**** Records supplied
PR #511, opened 2025-03-09
Enable faucet service in RPC node

shermike:


nil/client/direct_client.go
```diff
@@ -27,16 +27,18 @@ type DirectClient struct {
...
 var _ Client = (*DirectClient)(nil)
 
-func NewEthClient(ctx context.Context, db db.ReadOnlyDB, nShards types.ShardId, txnPools map[types.ShardId]txnpool.Pool, logger zerolog.Logger) (*DirectClient, error) {
-	var err error
-	localShardApis := make(map[types.ShardId]rawapi.ShardApi)
-	for shardId := range nShards {
-		localShardApis[shardId], err = rawapi.NewLocalRawApiAccessor(shardId, rawapi.NewLocalShardApi(shardId, db, txnPools[shardId]))
-		if err != nil {
-			return nil, err
+func NewEthClient(ctx context.Context, db db.ReadOnlyDB, nShards types.ShardId, txnPools map[types.ShardId]txnpool.Pool, logger zerolog.Logger, localApi *rawapi.NodeApiOverShardApis) (*DirectClient, error) {
```
olegrok, line 30: Is it possible to move creation of localApi outside this function.
E.g. `txnPools` and `nShards` arguments are only used for this purpose.

shermike: Done

nil/services/nilservice/service.go
```diff
@@ -462,7 +462,7 @@ func CreateNode(ctx context.Context, name string, cfg *Config, database db.DB, i
 
 			var cl client.Client
 			if cfg.Cometa != nil || cfg.IsFaucetApiEnabled() {
-				cl, err = client.NewEthClient(ctx, database, types.ShardId(cfg.NShards), txnPools, logger)
+				cl, err = client.NewEthClient(ctx, database, logger, rawApi)
```
olegrok, line 465: We usually pass logger as the last argument

olegrok (approved):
********
Task to complete:
Using the data above, return each line exactly as written.

Result for this exercise:
PR #511, opened 2025-03-09
Enable faucet service in RPC node

shermike:


nil/client/direct_client.go
```diff
@@ -27,16 +27,18 @@ type DirectClient struct {
...
 var _ Client = (*DirectClient)(nil)
 
-func NewEthClient(ctx context.Context, db db.ReadOnlyDB, nShards types.ShardId, txnPools map[types.ShardId]txnpool.Pool, logger zerolog.Logger) (*DirectClient, error) {
-	var err error
-	localShardApis := make(map[types.ShardId]rawapi.ShardApi)
-	for shardId := range nShards {
-		localShardApis[shardId], err = rawapi.NewLocalRawApiAccessor(shardId, rawapi.NewLocalShardApi(shardId, db, txnPools[shardId]))
-		if err != nil {
-			return nil, err
+func NewEthClient(ctx context.Context, db db.ReadOnlyDB, nShards types.ShardId, txnPools map[types.ShardId]txnpool.Pool, logger zerolog.Logger, localApi *rawapi.NodeApiOverShardApis) (*DirectClient, error) {
```
olegrok, line 30: Is it possible to move creation of localApi outside this function.
E.g. `txnPools` and `nShards` arguments are only used for this purpose.

shermike: Done

nil/services/nilservice/service.go
```diff
@@ -462,7 +462,7 @@ func CreateNode(ctx context.Context, name string, cfg *Config, database db.DB, i
 
 			var cl client.Client
 			if cfg.Cometa != nil || cfg.IsFaucetApiEnabled() {
-				cl, err = client.NewEthClient(ctx, database, types.ShardId(cfg.NShards), txnPools, logger)
+				cl, err = client.NewEthClient(ctx, database, logger, rawApi)
```
olegrok, line 465: We usually pass logger as the last argument

olegrok (approved):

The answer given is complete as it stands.